#### WHAT THE EXERCISE ASKS:
Print all the records exactly as they stand.

Stored items
PR #943, opened 2021-01-18
Vertx4 mp4

kabir:
Would you mind merging this? If this doesn't become the 4.x branch, it can always be readjusted later. Having this and microprofile-mp4 share the same snapshot version causes some issues locally. Alternatively, I can just apply this commit in my local checkout.


cescoffier (approved):

cescoffier:
I hope it will be version 3, but let's see later.

PR #947, opened 2021-01-21
Fix Kafka producer close that can block forever

cescoffier:
This issue happens when the broker is not available anymore.


cescoffier:
\CC @mkouba that's the issue you mentioned to me yesterday.

PR #953, opened 2021-01-24
The AMQP incoming `durable` attribute should be false by default

cescoffier:


cescoffier:
@gemmellr as discussed.

gemmellr:
Looks good to me @cescoffier.

We should probably add a more specific test of the behaviour of the config change, I'll look to add that separately during the week (I think I recall one that at least somewhat tests this currently and could be expanded).

PR #963, opened 2021-01-29
expand test to cover change in default behaviour from #953

gemmellr:
Test for #953 as previously mentioned there.


gemmellr:
@cescoffier ^

cescoffier (approved):
Thanks!

PR #966, opened 2021-02-01
Make execution holder lazy

cescoffier:
@Azquelt Can you try with this one?


Azquelt:
Yeah, that works for me. I still need a few vertex classes included so that the classes can be loaded by CDI.

cescoffier:
Yes, but. No more runtime part.

Emily-Jiang:
Thank you @cescoffier @Azquelt ! This is a great news!

cescoffier:
Thanks for the feedback! Let's click on the "green" button.

cescoffier:
@kabir it should not change anything, so more a FYI.

PR #976, opened 2021-02-07
Kafka - Pause / Resume underlying consumer when the downstream does not request items

### LINKED ISSUE #974: Pause the Kafka consumer when request reaches 0
And resume it when new requests are made. 

* When the amount of request reaches 0, create a timer tracking the requests. If no request is made during a given time, pause the consumer, avoiding the poll thread to break
* If during the grace period, requests are made, cancel the timer
* If the consumer is paused and new requests arrive, resume the consumer (and make sure the amount of request is passed).

cescoffier:
Pause / Resume the underlying Kafka consumer following the downstream request rate.
When there are no requests for a period of time the consumer is paused. The consumer is resumed when the next request is received.

This PR also offers a facade service to retrieve the managed Kafka consumer and producer.

Fix #974:

- Provide a facade service to retrieve the managed Kafka consumer and producers
- Implement pause/resume cycle following the downstream request rate


cescoffier:
@loicmathieu FYI.

cescoffier:
This PR does not work as expected.
The problem is that the underlying Vert.x Kafka client stops polling which is not correct. Even paused or if you have no requests, you MUST continue polling regularly.

loicmathieu:
@cescoffier maybe the part of the PR to allow to access the underlying producer/consumer can be extracted and merged as it serves a different purpose ?

cescoffier:
There is another (draft) PR with a new client (fixing the pause/resume) and providing the access to the underlying client.

smallrye-reactive-messaging-kafka/src/main/java/io/smallrye/reactive/messaging/kafka/impl/KafkaSource.java
```diff
@@ -205,10 +226,21 @@ public KafkaSource(Vertx vertx,
...
-                .map(rec -> commitHandler
-                        .received(
-                                new IncomingKafkaRecord<>(rec, commitHandler, failureHandler, isCloudEventEnabled,
-                                        isTracingEnabled)));
+                .onRequest().call(l -> {
+                    lastRequest.set(System.currentTimeMillis());
+                    if (paused.compareAndSet(true, false)) {
+                        log.resumingChannel(channel);
+                        return consumer.paused()
+                                .flatMap(consumer::resume);
```
pcasaes, line 234: Not sure if this is related to the issues you saw with this PR.

Back when we first tried to allow for a user provided consumer re-balance listener we used **pause** and **resume** to get around the Vert.x client's non blocking interface. Using **resume** broke the consumer because it switched it from fetch mode to flow mode: 
> io.smallrye.mutiny.subscription.BackPressureFailure: Buffer full, cannot emit item

See Streaming mode:
https://vertx.io/docs/apidocs/io/vertx/core/streams/ReadStream.html

references:
https://github.com/vert-x3/vertx-kafka-client/pull/180
https://github.com/smallrye/smallrye-reactive-messaging/pull/672

cescoffier: No, it's way worse than this. When paused, it stops polling, to after the heartbeat period, so the broker considers you "dead". 

In addition, the pause/resume methods from the client are unrelated to the pause/resume methods from Kafka. 

I have made progress on a new client in this PR: #995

#### REPLY TO THE EXERCISE:
PR #943, opened 2021-01-18
Vertx4 mp4

kabir:
Would you mind merging this? If this doesn't become the 4.x branch, it can always be readjusted later. Having this and microprofile-mp4 share the same snapshot version causes some issues locally. Alternatively, I can just apply this commit in my local checkout.


cescoffier (approved):

cescoffier:
I hope it will be version 3, but let's see later.

PR #947, opened 2021-01-21
Fix Kafka producer close that can block forever

cescoffier:
This issue happens when the broker is not available anymore.


cescoffier:
\CC @mkouba that's the issue you mentioned to me yesterday.

PR #953, opened 2021-01-24
The AMQP incoming `durable` attribute should be false by default

cescoffier:


cescoffier:
@gemmellr as discussed.

gemmellr:
Looks good to me @cescoffier.

We should probably add a more specific test of the behaviour of the config change, I'll look to add that separately during the week (I think I recall one that at least somewhat tests this currently and could be expanded).

PR #963, opened 2021-01-29
expand test to cover change in default behaviour from #953

gemmellr:
Test for #953 as previously mentioned there.


gemmellr:
@cescoffier ^

cescoffier (approved):
Thanks!

PR #966, opened 2021-02-01
Make execution holder lazy

cescoffier:
@Azquelt Can you try with this one?


Azquelt:
Yeah, that works for me. I still need a few vertex classes included so that the classes can be loaded by CDI.

cescoffier:
Yes, but. No more runtime part.

Emily-Jiang:
Thank you @cescoffier @Azquelt ! This is a great news!

cescoffier:
Thanks for the feedback! Let's click on the "green" button.

cescoffier:
@kabir it should not change anything, so more a FYI.

PR #976, opened 2021-02-07
Kafka - Pause / Resume underlying consumer when the downstream does not request items

### LINKED ISSUE #974: Pause the Kafka consumer when request reaches 0
And resume it when new requests are made. 

* When the amount of request reaches 0, create a timer tracking the requests. If no request is made during a given time, pause the consumer, avoiding the poll thread to break
* If during the grace period, requests are made, cancel the timer
* If the consumer is paused and new requests arrive, resume the consumer (and make sure the amount of request is passed).

cescoffier:
Pause / Resume the underlying Kafka consumer following the downstream request rate.
When there are no requests for a period of time the consumer is paused. The consumer is resumed when the next request is received.

This PR also offers a facade service to retrieve the managed Kafka consumer and producer.

Fix #974:

- Provide a facade service to retrieve the managed Kafka consumer and producers
- Implement pause/resume cycle following the downstream request rate


cescoffier:
@loicmathieu FYI.

cescoffier:
This PR does not work as expected.
The problem is that the underlying Vert.x Kafka client stops polling which is not correct. Even paused or if you have no requests, you MUST continue polling regularly.

loicmathieu:
@cescoffier maybe the part of the PR to allow to access the underlying producer/consumer can be extracted and merged as it serves a different purpose ?

cescoffier:
There is another (draft) PR with a new client (fixing the pause/resume) and providing the access to the underlying client.

smallrye-reactive-messaging-kafka/src/main/java/io/smallrye/reactive/messaging/kafka/impl/KafkaSource.java
```diff
@@ -205,10 +226,21 @@ public KafkaSource(Vertx vertx,
...
-                .map(rec -> commitHandler
-                        .received(
-                                new IncomingKafkaRecord<>(rec, commitHandler, failureHandler, isCloudEventEnabled,
-                                        isTracingEnabled)));
+                .onRequest().call(l -> {
+                    lastRequest.set(System.currentTimeMillis());
+                    if (paused.compareAndSet(true, false)) {
+                        log.resumingChannel(channel);
+                        return consumer.paused()
+                                .flatMap(consumer::resume);
```
pcasaes, line 234: Not sure if this is related to the issues you saw with this PR.

Back when we first tried to allow for a user provided consumer re-balance listener we used **pause** and **resume** to get around the Vert.x client's non blocking interface. Using **resume** broke the consumer because it switched it from fetch mode to flow mode: 
> io.smallrye.mutiny.subscription.BackPressureFailure: Buffer full, cannot emit item

See Streaming mode:
https://vertx.io/docs/apidocs/io/vertx/core/streams/ReadStream.html

references:
https://github.com/vert-x3/vertx-kafka-client/pull/180
https://github.com/smallrye/smallrye-reactive-messaging/pull/672

cescoffier: No, it's way worse than this. When paused, it stops polling, to after the heartbeat period, so the broker considers you "dead". 

In addition, the pause/resume methods from the client are unrelated to the pause/resume methods from Kafka. 

I have made progress on a new client in this PR: #995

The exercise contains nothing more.